Conformisme slaat op het aanpassen van zichzelf aan het gedrag en de opvattingen die heersen in een bepaalde groep met als doel geaccepteerd te worden binnen deze groep. 
Binnen de groep heerst er conformiteitsdwang. Dit is de dwang tot aanpassing aan de opvattingen en gedragingen die binnen de groep heersen. Past iemand zich niet aan, loopt deze persoon het risico buiten de groep te worden gezet.
Mensen zijn sociale wezens en willen daarom graag bij een groep horen en relaties aan gaan met andere mensen (bijvoorbeeld een vriendenkring). Daarom beschikken zij over een conformiteitsdrang: de neiging om zich aan te passen.
De neiging tot conformisme kan zowel voorkomen in kleine groepen, zoals een vriendenkring, als ook in grotere gemeenschappen, zoals een maatschappij.

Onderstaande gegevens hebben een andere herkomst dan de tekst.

PR #7459, opened 2026-01-20
More clippy

robertbastian:
#5974

## Changelog: N/A

### DIFF
--- a/tools/make/codegen/templates/properties_names.rs.jinja
+++ b/tools/make/codegen/templates/properties_names.rs.jinja
@@ -112,8 +112,8 @@ pub mod ffi {
         #[diplomat::rust_link(icu::properties::props::GeneralCategoryGroup, Struct)]
         #[diplomat::attr(auto, constructor)]
         #[cfg(feature = "compiled_data")]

Stel dat binnen een groep een zeker vooroordeel bestaat, dan zorgen de conformiteitsdwang en de conformiteitsdrang te zorgen voor een sterk fundament voor de instandhouding van dat vooroordeel.

Wat ben ik van plan met de aangeboden kennis / inzichten te gaan doen?

 

In iedere klas - dus niet alleen in multiculturele klassen - heb je als leerkracht te maken met verschillende manieren van praten, denken en doen, kortom: met verschillende culturen. Hoe kun je recht doen aan deze verschillen? Vind je dat alle verschillende manieren even goed of gelijkwaardig zijn? Hoe kun je gevoelig worden voor verschillen in cultuur? 

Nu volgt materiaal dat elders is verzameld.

PR #7522, opened 2026-01-29
Testing date-time-zone formatting for locales with nondefault appendItems

cloud-machine-111:
Follow-up on #7416. Adds testing data for 'zh' and 'cv' locales, which have non-default timezone append patterns under the Gregorian calendar.

### DIFF
--- a/components/datetime/tests/fixtures/tests/components_with_zones.json
+++ b/components/datetime/tests/fixtures/tests/components_with_zones.json
@@ -170,7 +170,7 @@
             }
         }
     },
-{
+    {
         "description": "Full date time example with long generic time zone. For locale with non-default timezone appendItem (zh, {1}{0} rather than {1} {0}).",
         "input": {
             "value": "2020-01-21T08:25:07.000+05:00",


sffc (approved):
Thank you!

As far as I can tell, the output agrees with the spec and the data, but it produces unintelligible results in Chinese. I filed CLDR issues about this:

https://unicode-org.atlassian.net/browse/CLDR-19226
https://unicode-org.atlassian.net/browse/CLDR-19227

components/datetime/tests/fixtures/tests/components_with_zones.json
```diff
@@ -169,5 +169,63 @@
...
+            }
+        },
+        "output": {
+            "values": {
+                "zh-u-hc-h23": "GMT+52020年1月21日星期二 08:25:07"
+            }
+        }
+    },
+    {
+        "description": "Full date time example with short specific time zone. For locale with non-default timezone appendItem (cv, {0} {1} rather than {1} {0}).",
```
robertbastian, line 203: are you sure this is `{0} {1}`? it looks like `{1} ({0})` to me, i.e. the same order as in english (date, time, zone), but with parentheses

cloud-machine-111: From what I can tell, test behavior for both locales matches CLDR data, but my comments were misleading. This was entirely my bad!

To my understanding, `{0} {1}` means the zone comes last, since CLDR uses `{1}` to mean "thing to append to `{0}`", and in this case, `{1}` is "timezone". ([Reference](https://github.com/unicode-org/icu4x/pull/7416#discussion_r2687702190))

So [zh-gregorian](https://github.com/unicode-org/cldr-json/blob/main/cldr-json/cldr-dates-full/main/zh/ca-gregorian.json) and [cv-gregorian](https://github.com/unicode-org/cldr-json/blob/main/cldr-json/cldr-dates-full/main/cv/ca-gregorian.json) correctly use CLDR patterns, but I'd accidentally switched the order of the default appendItem in both descriptions (should be `{0} {1}`, not `{1} {0}`) and left out the parentheses that _do_ exist the `cv` appenditem.

I'll make a follow-up updating descriptions as follows:
zh: "Full date time example with long generic time zone. For locale with non-default timezone appendItem (zh, {1}{0} rather than {0} {1})."

cv: "Full date time example with short specific time zone. For locale with non-default timezone appendItem (cv, {0} ({1}) rather than {0} {1})."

De discussie over cultuur en cultuurverschillen in de klas behoort te beginnen met kijken naar de eigen cultuur, zeker als die in je sociale omgeving de overheersende is. De tweede stap in de discussie bestaat uit vergelijken. Welke verschillen tussen jou en mensen met een andere culturele achtergrond blijken ook werkelijk cultureel van karakter? Welke overeenkomsten, die op het eerste gezicht misschien helemaal geen overeenkomsten leken, worden zichtbaar? En vooral ook, welke verschillen blijken juist niet cultureel van karakter? De derde stap ten slotte bestaat eruit de misverstanden te achterhalen, die veroorzaakt werden doordat mensen met verschillende culturele achtergrond elkaars uitspraken en gedragingen interpreteerden vanuit eigen culturele perspectief.

Bovenstaande neem ik mee in mijn verdere carrière. Verderben ik me nu al meer bewust van hoe wij mensen eigenlijk kijken. Ik ga ook het pygmalioneffect toepassen. Als ik positief ben over hoe mijn stagebeoordeling zal zijn, dan zal mijn les beter zijn.

Een betere wereld begint bij jezelf

Terug

Doorzoek de website

© 2011 Alle rechten voorbehouden.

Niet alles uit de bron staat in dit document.